▶
PR #407, opened 2026-04-27
docs(dogfood): r2 fp12 settings live-apply — all green

Jiahui-Gu:
## Summary

- New probe \`scripts/probe-dogfood-r2-fp12-settings-live.mjs\` exercises the Settings → Appearance pane against the installed CCSM.exe with isolated user-data + isolated \`CLAUDE_CONFIG_DIR\`.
◀
__What is being asked__
Return only those lines of the records that contain the string "live".

__Written solution__
docs(dogfood): r2 fp12 settings live-apply — all green
- New probe \`scripts/probe-dogfood-r2-fp12-settings-live.mjs\` exercises the Settings → Appearance pane against the installed CCSM.exe with isolated user-data + isolated \`CLAUDE_CONFIG_DIR\`.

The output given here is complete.